# Unique wearing experience -- S.A.R. Rescue Timer



## heb (Feb 24, 2006)

I've been messing with wrist watches for over 50 years. The SAR is the first one I am not bonding with, but it is not the watch's fault.

It is the quintessential tool watch and I like wearing that genre as much as the next guy, or girl. But for me, the SAR is a little too much "tool" for my taste. The question/comment that comes up frequently here is watch "versatility"; is it "Boardroom to Barroom" capable? The SAR is not. But that's the way she goes.

How are you doing with yours?

Addendum (May 29, 2022): After wearing subject watch for four consecutive weeks, there is one thing I am NOT going to complain about, its precision. Here are its four weekly derived average daily rates, respectively: +3.0, +2.8, +3.0, +2.9.


----------



## James Meacham (Jun 8, 2021)

It's one of the two watches I wear regularly. In fact, I'm in the process of selling all of my watches with the exception of a few with sentimental value and my two everyday wearers: the SAR Rescue Timer, and the Cartier Santos L. A few of my sentimental watches fill in some gaps, but I feel like I can wear the Rescue Timer with anything up to business wear and Cartier for business casual all the way to black tie (I know you're supposed to wear some sleek Bauhaus wafer-thin watch for dinner wear, but I honestly don't think there are 100 people in the world who would know that if I show up in tuxedo (white or black tie) and my white Cartier). The point regarding the Rescue Timer is that, especially with the metal/rubber band, it's so solid, so simple, and so...perfect for what it is, I am feeling like it is part of essentially a two-watch collection. You could be working on your boat, typing a report on an airplane, or be out hiking in the woods at night b/c the lume is the best I've seen on _any_ watch. Lasts 4-5 hours with a good blast from a blight LED light. So, yeah, I'm going to disagree with you on this one. It's not fancy, but it is tough, beautifully made, and allows you to tell time in a greater variety of situations than any other watch I've ever owned:


----------



## ichdien (Jun 2, 2020)

I didn't buy mine for versatility. I bought it because it's a tough, well-built, tool watch. And sharp-looking, imho.


----------



## Gallowglass (Sep 16, 2020)

I’m headed towards a 2 watch collection and my SAR will be my mainstay along with a more formal watch for rare occasions. It’s a tool and reflects it. Being “pretty” was never part of the development process and I love it for that. Simple and direct design for a specific job.


----------



## Fergfour (Jan 4, 2013)

How would you guys say it wears size-wise compared to other 42mm watches, smaller or larger? Can someone provide the crystal diameter please?

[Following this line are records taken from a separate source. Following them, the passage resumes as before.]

Issue #2495, opened 2021-02-03
didexchange updates


llorllale:
Need to implement outstanding updates to the did-exchange protocol. Mayor points:

* signing attachments with detached JWS
* new `complete` message

troyronda:
Related: https://github.com/hyperledger/aries-framework-go/issues/2415

llorllale:
@Moopli is working on this

Moopli:
- [ ] Emit didexchange-compliant messages
  - [ ] DID doc should go in `did_doc~attach`, not `connection.DIDDoc`
  - [ ] DID should go in `did`, not `connection.DID`

llorllale:
@Moopli - I added those tasks at the top of this issue

PR #2733, opened 2021-04-14
feat: didexchange interop with aca-py, with afgo as responder

Moopli:
Part of #2495:
- DID exchange `completed` state
- Attachment signatures: Sign/Verify methods for attachment decorators
  that use base64 payloads.
- Additional fixes that are locked behind a build flag.

The build flag `interop` enables "breaking" interop fixes - fixes
  for interop that break compliance with specs/RFCs, and are
  temporary workarounds to allow for interop testing before
  interop partners fully update their implementations.

The fixes behind the flag are:
- Accept did:sov did doc in didexchange request, and store it like
  a peer did
- Generate a did:sov did doc as a peer did for didexchange response
- DID Doc method to serialize into a non-spec-compliant 'hybrid' format
  when attaching it to a didexchange message.

### DIFF
--- a/Makefile
+++ b/Makefile
@@ -124,6 +124,12 @@ agent-rest:
 	@mkdir -p ./build/bin
 	@cd ${ARIES_AGENT_REST_PATH} && go build -o ../../build/bin/aries-agent-rest main.go
 
+.PHONY: agent-rest-acapy-interop
+agent-rest-acapy-interop:
+	@echo "Building aries-agent-rest for aca-py interop"
+	@mkdir -p ./build/bin
+	@cd ${ARIES_AGENT_REST_PATH} && go build -o ../../build/bin/aries-agent-rest -tags ACAPyInterop main.go
+
 .PHONY: agent-mobile
 agent-mobile:
 	@echo "Building aries-agent-mobile"
--- a/pkg/client/messaging/client_test.go
+++ b/pkg/client/messaging/client_test.go
@@ -606,8 +606,9 @@ func TestCommand_Reply(t *testing.T) {
 
 		go func() {
 			for {
-				if len(registrar.Services()) > 0 {
-					_, e := registrar.Services()[0].HandleInbound(
+				svcs := registrar.Services()
+				if len(svcs) > 0 {
+					_, e := svcs[0].HandleInbound(
 						replyMsg, service.NewDIDCommContext("sampleDID", "sampleTheirDID", nil))
 					require.NoError(t, e)
 				}
--- a/pkg/didcomm/protocol/decorator/decorator.go
+++ b/pkg/didcomm/protocol/decorator/decorator.go
@@ -11,7 +11,13 @@ import (
 	"encoding/json"
 	"errors"
 	"fmt"
+	"strings"
 	"time"
+
+	"github.com/hyperledger/aries-framework-go/pkg/crypto"
+	"github.com/hyperledger/aries-framework-go/pkg/doc/jose"
+	"github.com/hyperledger/aries-framework-go/pkg/kms"
+	"github.com/hyperledger/aries-framework-go/pkg/vdr/fingerprint"
 )
 
 const (
@@ -92,6 +98,8 @@ type AttachmentData struct {
 	// JSON is a directly embedded JSON data, when representing content inline instead of via links,
 	// and when the content is natively conveyable as JSON. Optional.
 	JSON interface{} `json:"json,omitempty"`
+	// JWS is a JSON web signature over the encoded data, in detached format.
+	JWS json.RawMessage `json:"jws,omitempty"`
 }
 
 // Fetch this attachment's contents.
@@ -118,7 +126,176 @@ func (d *AttachmentData) Fetch() ([]byte, error) {
 
 	// TODO add support to fetch links
 
-	// TODO add support for jws signatures
-
 	return nil, errors.New("no contents in this attachment")
+}
+
+type rawSig struct {
+	Header    rawSigHeader `json:"header,omitempty"`
+	Signature string       `json:"signature,omitempty"`
+	Protected string       `json:"protected,omitempty"`
+}
+
+type rawSigHeader struct {
+	KID string `json:"kid,omitempty"`
+}
+
+type rawProtected struct {
+	JWK json.RawMessage `json:"jwk,omitempty"`
+	Alg string          `json:"alg,omitempty"`
+}
+
+// Sign signs the base64 payload of the AttachmentData, and adds the signature to the attachment.
+func (d *AttachmentData) Sign(c crypto.Crypto, kh, pub interface{}, pubBytes []byte) error { // nolint:funlen,gocyclo
+	didKey, _ := fingerprint.CreateDIDKey(pubBytes)
+
+	jwk, err := jose.JWKFromKey(pub)
+	if err != nil {
+		return fmt.Errorf("creating jwk from pub key: %w", err)
+	}
+
+	jwk.KeyID = didKey
+
+	jwkBytes, err := jwk.MarshalJSON()
+	if err != nil {
+		return fmt.Errorf("marshaling jwk: %w", err)
+	}
+
+	protected := rawProtected{
+		JWK: jwkBytes,
+	}
+
+	kty, err := jwk.KeyType()
+	if err != nil {
+		return fmt.Errorf("getting keytype: %w", err)
+	}
+
+	switch kty {
+	case kms.ED25519Type:
+		protected.Alg = "EdDSA"
+	case kms.ECDSAP256TypeIEEEP1363:
+		protected.Alg = "ES256"
+	case kms.ECDSAP384TypeIEEEP1363:
+		protected.Alg = "ES384"
+	case kms.ECDSAP521TypeIEEEP1363:
+		protected.Alg = "ES512"
+	default:
+		return fmt.Errorf("unsupported KeyType for attachment signing")
+	}
+
+	protectedBytes, err := json.Marshal(protected)
+	if err != nil {
+		return fmt.Errorf("marshaling protected header: %w", err)
+	}
+
+	protectedB64 := base64.RawURLEncoding.EncodeToString(protectedBytes)
+
+	var b64data string
+
+	// interop: the specific behaviour here isn't fully specified by the attachment decorator RFC (as of yet)
+	// see issue https://github.com/hyperledger/aries-cloudagent-python/issues/1108
+	if doACAPyInterop {
+		b64data = b64ToRawURL(d.Base64)
+	} else {
+		b64data = d.Base64
+	}
+
+	signedData := fmt.Sprintf("%s.%s", protectedB64, b64data)
+
+	sig, err := c.Sign([]byte(signedData), kh)
+	if err != nil {
+		return fmt.Errorf("signing data: %w", err)
+	}
+
+	jws := rawSig{
+		Header: rawSigHeader{
+			KID: didKey,
+		},
+		Protected: protectedB64,
+		Signature: base64.RawURLEncoding.EncodeToString(sig),
+	}
+
+	serializedJWS, err := json.Marshal(jws)
+	if err != nil {
+		return fmt.Errorf("marshaling jws: %w", err)
+	}
+
+	d.JWS = serializedJWS
+
+	return nil
+}
+
+func b64ToRawURL(s string) string {
+	return strings.ReplaceAll(strings.ReplaceAll(strings.Trim(s, "="), "+", "-"), "/", "_")
+}
+
+// Verify verify the signature on the attachment data.
+func (d *AttachmentData) Verify(c crypto.Crypto, keyManager kms.KeyManager) error { // nolint:funlen,gocyclo
+	if d.JWS == nil {
+		return fmt.Errorf("no signature to verify")
+	}
+
+	jws := rawSig{}
+
+	err := json.Unmarshal(d.JWS, &jws)
+	if err != nil {
+		return fmt.Errorf("parsing jws: %w", err)
+	}
+
+	sigKey, err := fingerprint.PubKeyFromDIDKey(jws.Header.KID)
+	if err != nil {
+		return fmt.Errorf("parsing did:key '%s': %w", jws.Header.KID, err)
+	}
+
+	protectedBytes, err := base64.RawURLEncoding.DecodeString(jws.Protected)
+	if err != nil {
+		return fmt.Errorf("decoding protected header: %w", err)
+	}
+
+	var protected rawProtected
+
+	err = json.Unmarshal(protectedBytes, &protected)
+	if err != nil {
+		return fmt.Errorf("parsing protected header: %w", err)
+	}
+
+	jwk := jose.JWK{}
+
+	err = jwk.UnmarshalJSON(protected.JWK)
+	if err != nil {
+		return fmt.Errorf("parsing jwk: %w", err)
+	}
+
+	keyType, err := jwk.KeyType()
+	if err != nil {
+		return fmt.Errorf("getting KeyType for jwk: %w", err)
+	}
+
+	kh, err := keyManager.PubKeyBytesToHandle(sigKey, keyType)
+	if err != nil {
+		return fmt.Errorf("creating key handle: %w", err)
+	}
+
+	sig, err := base64.RawURLEncoding.DecodeString(jws.Signature)
+	if err != nil {
+		return fmt.Errorf("decoding signature: %w", err)
+	}
+
+	var b64data string
+
+	// interop: the specific behaviour here isn't fully specified by the attachment decorator RFC (as of yet)
+	// see issue https://github.com/hyperledger/aries-cloudagent-python/issues/1108
+	if doACAPyInterop {
+		b64data = b64ToRawURL(d.Base64)
+	} else {
+		b64data = d.Base64
+	}
+
+	signedData := fmt.Sprintf("%s.%s", jws.Protected, b64data)
+
+	err = c.Verify(sig, []byte(signedData), kh)
+	if err != nil {
+		return fmt.Errorf("signature verification: %w", err)
+	}
+
+	return nil
 }
--- a/pkg/didcomm/protocol/didexchange/didex_default.go
+++ b/pkg/didcomm/protocol/didexchange/didex_default.go
@@ -1,0 +1,24 @@
+// +build !ACAPyInterop
+
+/*
+Copyright SecureKey Technologies Inc. All Rights Reserved.
+
+SPDX-License-Identifier: Apache-2.0
+*/
+
+package didexchange
+
+import (
+	"github.com/hyperledger/aries-framework-go/pkg/doc/did"
+)
+
+const (
+	doACAPyInterop = false
+)
+
+// TODO interop: this is a stub method, that is substituted for special functionality
+//   when the ACAPyInterop flag is enabled.
+//   This can be removed when https://github.com/hyperledger/aries-cloudagent-python/issues/1048 is fixed.
+func convertPeerToSov(doc *did.Doc) (*did.Doc, error) {
+	return doc, nil
+}
--- a/pkg/didcomm/protocol/didexchange/didex_interop.go
+++ b/pkg/didcomm/protocol/didexchange/didex_interop.go
@@ -1,0 +1,54 @@
+// +build ACAPyInterop
+
+/*
+Copyright SecureKey Technologies Inc. All Rights Reserved.
+
+SPDX-License-Identifier: Apache-2.0
+*/
+
+package didexchange
+
+import (
+	"bytes"
+	"fmt"
+	"strings"
+
+	"github.com/btcsuite/btcutil/base58"
+
+	"github.com/hyperledger/aries-framework-go/pkg/doc/did"
+)
+
+const (
+	doACAPyInterop = true
+)
+
+// Interop: convert a peer did doc to a "sov-like" did doc, to accommodate current behaviour in aca-py,
+//          where sovrin dids are used as peer dids.
+// TODO interop: aca-py issue https://github.com/hyperledger/aries-cloudagent-python/issues/1048
+func convertPeerToSov(doc *did.Doc) (*did.Doc, error) {
+	if doc == nil {
+		return doc, nil
+	}
+
+	didParts := strings.Split(doc.ID, ":")
+	if len(didParts) != 3 {
+		return nil, fmt.Errorf("peer did not in 3 parts")
+	}
+
+	id := base58.Encode(base58.Decode(didParts[2])[:16])
+
+	newDID := fmt.Sprintf("did:sov:%s", id)
+
+	docBytes, err := doc.MarshalJSON()
+	if err != nil {
+		return nil, err
+	}
+
+	docBytes = bytes.Replace(docBytes, []byte(doc.ID), []byte(newDID), -1)
+	err = doc.UnmarshalJSON(docBytes)
+	if err != nil {
+		return nil, err
+	}
+
+	return doc, nil
+}
--- a/pkg/didcomm/protocol/didexchange/models.go
+++ b/pkg/didcomm/protocol/didexchange/models.go
@@ -93,6 +93,12 @@ type Response struct {
 	ID                  string               `json:"@id,omitempty"`
 	ConnectionSignature *ConnectionSignature `json:"connection~sig,omitempty"`
 	Thread              *decorator.Thread    `json:"~thread,omitempty"`
+	// DID the did of the responder.
+	// Mandatory in did-exchange, but optional for backwards-compatibility with rfc 0160 connection protocol.
+	DID string `json:"did,omitempty"`
+	// DocAttach an attachment containing the did doc of the responder.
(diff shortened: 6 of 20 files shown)


pkg/didcomm/protocol/decorator/decorator.go
```diff
@@ -118,7 +127,116 @@ func (d *AttachmentData) Fetch() ([]byte, error) {
...
+type rawProtected struct {
+	JWK json.RawMessage `json:"jwk,omitempty"`
+	Alg string          `json:"alg,omitempty"`
+}
+
+// Sign signs the base64 payload of the AttachmentData, and adds the signature to the attachment.
+func (d *AttachmentData) Sign(c crypto.Crypto, kh interface{}, pub []byte) error {
+	didKey, _ := fingerprint.CreateDIDKey(pub)
+
+	jwk, err := jose.JWKFromKey(ed25519.PublicKey(pub))
```
llorllale, line 152: Please don't hard code key types.

cc @Baha-sk

pkg/didcomm/protocol/didexchange/states.go
```diff
@@ -275,6 +275,28 @@ func (s *completed) ExecuteInbound(msg *stateMachineMsg, thid string, ctx *conte
...
+		action := func() error { return nil }
+
+		if msg.connRecord == nil {
+			return nil, &noOp{}, action, nil
+		}
+
+		connRec := *msg.connRecord
+
+		// Interop: aca-py did:sov DIDs are often sent without a did:sov: DID prefix, add the prefix here to handle it
+		if !strings.HasPrefix(connRec.TheirDID, "did:") {
```
llorllale, line 295: Shouldn't this be guarded by the new `interop` flag?

pkg/didcomm/protocol/didexchange/states.go
```diff
@@ -441,6 +453,89 @@ func (ctx *context) handleInboundRequest(request *Request, options *options,
...
+		Thread: &decorator.Thread{
+			ID: request.ID,
+		},
+	}
+
+	if request.Thread != nil {
+		response.Thread.PID = request.Thread.PID
+	}
+
+	if !ctx.doInterop {
```
llorllale, line 471: I suggest renaming the flag to `doACAPyInterop` to make the intention clearer.

pkg/didcomm/protocol/decorator/decorator.go
Moopli: Right now, aca-py hardcodes to ed25519, but you're right, key type choice is made by the caller and `Sign()` should respect it.

pkg/doc/jose/jws.go
```diff
@@ -138,6 +138,40 @@ func (s JSONWebSignature) SerializeCompact(detached bool) (string, error) {
 		b64Signature), nil
 }
 
+/*
```
llorllale, line 141: looks like a leftover

pkg/didcomm/protocol/decorator/decorator.go
Baha-sk: if this is only for interop, then it's not a big deal as long as it will be removed when V1 interop is not needed, otherwise, this function has to be able to support signing with P-256 and P-384 keys as well

llorllale: `AttachmentData` is a standard DIDComm message structure not exclusive to interop.

troyronda: Agree with @llorllale - please don't hardcode key type.

pkg/didcomm/protocol/decorator/decorator.go
```diff
@@ -118,7 +129,158 @@ func (d *AttachmentData) Fetch() ([]byte, error) {
...
+	jwk := jose.JWK{}
+
+	err = jwk.UnmarshalJSON(protected.JWK)
+	if err != nil {
+		return fmt.Errorf("parsing jwk: %w", err)
+	}
+
+	var keyType kms.KeyType
+
+	switch jwk.Key.(type) {
```
Moopli, line 245: @Baha-sk is this a good way to select the kms key type from the jwk? Is there a way that you've already created to do that?

Baha-sk: this whole code is duplicated, why not use afgo's doc/jose package instead?

Moopli: I'm already using doc/jose, and it doesn't seem to support JSON JWS, only compact, so I'm using it just for the JWKs. There isn't any mechanism in doc/jose.JWK for determining the `kms.KeyType`, and I didn't find anything in the kms either.

Baha-sk: so figuring out the kms key type from a JWK doesn't exist directly.

Currently doc/jose/jwk.go has internal functions to check the key type like [this existing code](
https://github.com/hyperledger/aries-framework-go/blob/main/pkg/doc/jose/jwk.go#L216-L260)

you can probably add a member function to JWK that returns the kms keyType based on the embedded key using these functions

pkg/doc/jose/jwk.go
```diff
@@ -213,6 +215,22 @@ func (j *JWK) MarshalJSON() ([]byte, error) {
 	return (&j.JSONWebKey).MarshalJSON()
 }
 
+// KeyType returns the kms KeyType of the JWK, or an error if the JWK is of an unrecognized type.
+func (j *JWK) KeyType() (kms.KeyType, error) {
```
Moopli, line 219: @Baha-sk here's the new method, taking the logic out of `decorator.AttachmentData.Verify()`

pkg/didcomm/protocol/didexchange/states.go
```diff
@@ -445,6 +458,89 @@ func (ctx *context) handleInboundRequest(request *Request, options *options,
...
+	if e != nil {
+		return nil, fmt.Errorf("getting sender verkey: %w", e)
+	}
+
+	pubKeyBytes, e := fingerprint.PubKeyFromDIDKey(invitationKey)
+	if e != nil {
+		return nil, fmt.Errorf("failed to extract pubKeyBytes from did:key [%s]: %w", invitationKey, e)
+	}
+
+	signingKID, e := localkms.CreateKID(pubKeyBytes, kms.ED25519Type)
```
Baha-sk, line 522: as discussed.. `kms.ED25519Type` will be changed to `ctx.KeyType` after I push my PR to make this key dynamic

Baha-sk: you can probably add a TODO here for this purpose

pkg/doc/jose/jwk.go
Baha-sk: it can be improved to check if jwk.Key is ECDSA keys .. it can be IEEE1363Type keys for ecdsa keys

Baha-sk (approved):

pkg/didcomm/protocol/decorator/decorator.go
Moopli: This is done

pkg/didcomm/protocol/didexchange/states.go
Moopli: Done

pkg/doc/jose/jws.go
Moopli: removed

Makefile
```diff
@@ -124,6 +124,12 @@ agent-rest:
 	@mkdir -p ./build/bin
 	@cd ${ARIES_AGENT_REST_PATH} && go build -o ../../build/bin/aries-agent-rest main.go
 
+.PHONY: agent-rest-interop
```
troyronda, line 127: we should make these targets specific to acapy-interop.

Moopli: @troyronda could you clarify what you mean?
rename the target, or remove the target and have the flagged build only built in interop tests?

troyronda: similar to @llorllale comment earlier, interop is too generic.

pkg/didcomm/protocol/didexchange/didex_default.go
```diff
@@ -0,0 +1,14 @@
+// +build !interop
```
troyronda, line 1: build tag should be more specifically named.

Moopli: Done

pkg/didcomm/protocol/didexchange/didex_interop.go
```diff
@@ -0,0 +1,15 @@
...
+/*
+Copyright SecureKey Technologies Inc. All Rights Reserved.
+
+SPDX-License-Identifier: Apache-2.0
+*/
+
+package didexchange
+
+const (
+	// Interop: create "sov" docs when creating peer DIDs
```
troyronda, line 12: @Moopli Have you verified that AcaPy hasn't already fixed this?

pkg/didcomm/protocol/didexchange/models.go
```diff
@@ -68,6 +68,9 @@ type Invitation struct {
 	Thread *decorator.Thread `json:"~thread,omitempty"`
 }
 
+// todo: emit didex request/response messages with did_doc~attach and did, not connection
```
troyronda, line 71: todo

pkg/client/messaging/client_test.go
```diff
@@ -606,8 +606,9 @@ func TestCommand_Reply(t *testing.T) {
 
 		go func() {
 			for {
-				if len(registrar.Services()) > 0 {
-					_, e := registrar.Services()[0].HandleInbound(
+				svcs := registrar.Services()
```
Moopli, line 609: Note: this is a fix for an intermittent unit test failure, where the `if` block was entered, but the services list was somehow empty within (I presume it's a concurrency issue).

pkg/didcomm/protocol/didexchange/models.go
```diff
@@ -100,10 +112,20 @@ type ConnectionSignature struct {
 	Signature  string `json:"signature,omitempty"`
 	SignedData string `json:"sig_data,omitempty"`
 	SignVerKey string `json:"signers,omitempty"`
+	// InteropKey Interop: signer key compatible with aca-py.
+	InteropKey string `json:"signer,omitempty"`
```
troyronda, line 116: What's InteropKey?

pkg/didcomm/protocol/didexchange/states.go
```diff
@@ -275,6 +276,28 @@ func (s *completed) ExecuteInbound(msg *stateMachineMsg, thid string, ctx *conte
...
+
+		action := func() error { return nil }
+
+		if msg.connRecord == nil {
+			return nil, &noOp{}, action, nil
+		}
+
+		connRec := *msg.connRecord
+
+		// Interop: aca-py did:sov DIDs are often sent without a did:sov: DID prefix, add the prefix here to handle it
```
troyronda, line 295: @Moopli Have you verified that AcaPy hasn't already fixed this? Is there an open issue?

pkg/didcomm/protocol/didexchange/states.go
```diff
@@ -445,6 +456,90 @@ func (ctx *context) handleInboundRequest(request *Request, options *options,
...
+	if err != nil {
+		return nil, fmt.Errorf("connection signature: %w", err)
+	}
+
+	response.ConnectionSignature = encodedConnectionSignature
+
+	return response, nil
+}
+
+func (ctx *context) prepareResponseInterop(request *Request, response *Response,
```
troyronda, line 489: Missing comment on what is the AcaPy interop difference and link to open issue in AcaPy.

pkg/didcomm/protocol/didexchange/states.go
```diff
@@ -445,6 +456,90 @@ func (ctx *context) handleInboundRequest(request *Request, options *options,
...
+	if e != nil {
+		return nil, fmt.Errorf("failed to get key handle: %w", e)
+	}
+
+	e = docAttach.Data.Sign(ctx.crypto, kh, ed25519.PublicKey(pubKeyBytes), pubKeyBytes)
+	if e != nil {
+		return nil, fmt.Errorf("signing did_doc~attach: %w", e)
+	}
+
+	// Interop: aca-py expects naked DID method-specific identifier for sov DIDs
```
troyronda, line 536: please link to open issues in acapy.

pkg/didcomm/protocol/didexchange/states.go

If the rubber bezel gets damaged can I assume one can easily order another and just pop off the old and put on the new? 

Does the woodpecker-neck really help maintain timekeeping due to impact and might there be any tests that show that?

Thanks!


----------



## Gallowglass (Sep 16, 2020)

I think it wears smaller than 42mm personally but I like large watches. I’m not sure about your second point. Third question, I think it’s super accurate so far and I’ve banged it about. I’ve been surprised.


----------



## Fergfour (Jan 4, 2013)

Gallowglass said:


> I think it wears smaller than 42mm personally but I like large watches. I’m not sure about your second point. Third question, I think it’s super accurate so far and I’ve banged it about. I’ve been surprised.


Thanks for the reply. My 2nd point was if the black rubber bezel piece gets nicked or gouged, can a replacement be ordered.


----------



## James Meacham (Jun 8, 2021)

Gallowglass said:


> I think it wears smaller than 42mm personally but I like large watches. I’m not sure about your second point. Third question, I think it’s super accurate so far and I’ve banged it about. I’ve been surprised.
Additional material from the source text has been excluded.